There are two different forms of underwater diving. Someone can dive while holding their breath and surfacing when needing air, or they can use a breathing apparatus. This style of underwater diving is known as SCUBA diving (Self- Contained Underwater Breathing Apparatus). Scuba divers use an air tank, which allows them to stay underwater for a longer period of time.

Open Water Sport Diver Manual

The first breathing apparatus was invented in 1771 by a British Engineer. It was an air pump was used a hose to connect to the helmet of the diver. Jacques Cousteau co-invented the aqualung, developed a one-person, jet-propelled submarine and helped start the first manned undersea colonies. He designed the modern day scuba diving gear, the demand regulator and the diving suit. Over the years, the breathing apparatus developed into the oxygen tank, which is easier to use, safer, and allows the diver to travel to deeper depths.

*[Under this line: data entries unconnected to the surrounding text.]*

PR #1375, opened 2020-04-29
[C#] Simplify classes

ErikSchierboom:
I've only just realised that all the stubs used `public` before the class name. Strictly speaking this is not necessary, and as I've [removed the `public class` introduction in the basics exercise](https://github.com/exercism/v3/pull/1368), we can't expect students to know about this feature anymore. I've removed this introduction from the basics exercise to keep things as simple as possible.

The plan is to introduce public classes and visibility of classes in the accessibility exercise (that I might rename to namespaces). If an exercise depends on the "accessibility" (or possibly "namespaces") concept, we can then use `public` classes in those stubs.

### DIFF
--- a/languages/csharp/exercises/concept/enums/.meta/Example.cs
+++ b/languages/csharp/exercises/concept/enums/.meta/Example.cs
@@ -1,4 +1,4 @@
-public enum LogLevel
+enum LogLevel
 {
     Trace = 0,
     Debug = 1,
--- a/languages/csharp/exercises/concept/enums/.meta/Example.cs
+++ b/languages/csharp/exercises/concept/enums/.meta/Example.cs
@@ -9,7 +9,7 @@ enum LogLevel
     Unknown = 42
 }
 
-public static class LogLine
+static class LogLine
 {
     public static LogLevel ParseLogLevel(string logLine)
     {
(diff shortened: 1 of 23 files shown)


languages/csharp/exercises/concept/properties/Properties.cs
```diff
@@ -1,12 +1,12 @@
 using System;
 
-public enum Units
+enum Units
 {
     Pounds,
     Kilograms
 }
 
-public class WeighingMachine
```
wolf99, line 9: Should ln# 22 be changed also?

languages/csharp/exercises/concept/enums/.meta/Example.cs
```diff
@@ -1,4 +1,4 @@
-public enum LogLevel
```
wolf99, line 1: Should ln#12 be changed also?

languages/csharp/exercises/concept/properties/Properties.cs
ErikSchierboom: Yep, good catch!

languages/csharp/exercises/concept/enums/.meta/Example.cs
ErikSchierboom: Doh. I forgot to update the `public static` classes too. Update the PR.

In 1917, a man by the name of Draeger produces an enriched air rebreather with a depth limit of 130 feet (40 meters). On October 14, 1968, two men by the names of John Gruener and R. Watson set a new scuba record of 437 feet (133 meters). No one knows that exact depth and pressure the human body can withstand while scuba diving, but it is deeper than 1,500 feet (457 meters). No one is going to reach that depth while scuba diving because of various symptoms. Beyond 100 feet (30 meters), nitrogen narcosis affects someone's ability to think and at 150 feet (46 meters), they may become dizzy. Once a diver reaches 250+ feet (76+ meters), they are considered useless and become a safety hazard to themselves and people around them.

The latest attempt to break the scuba record was by Nuno Gomes, who planed to dive to a depth of 320 meters, but was only able to reach 271 meters. The record is currently held by Mark Ellyatt of 313 meters which was set on December 18, 2003.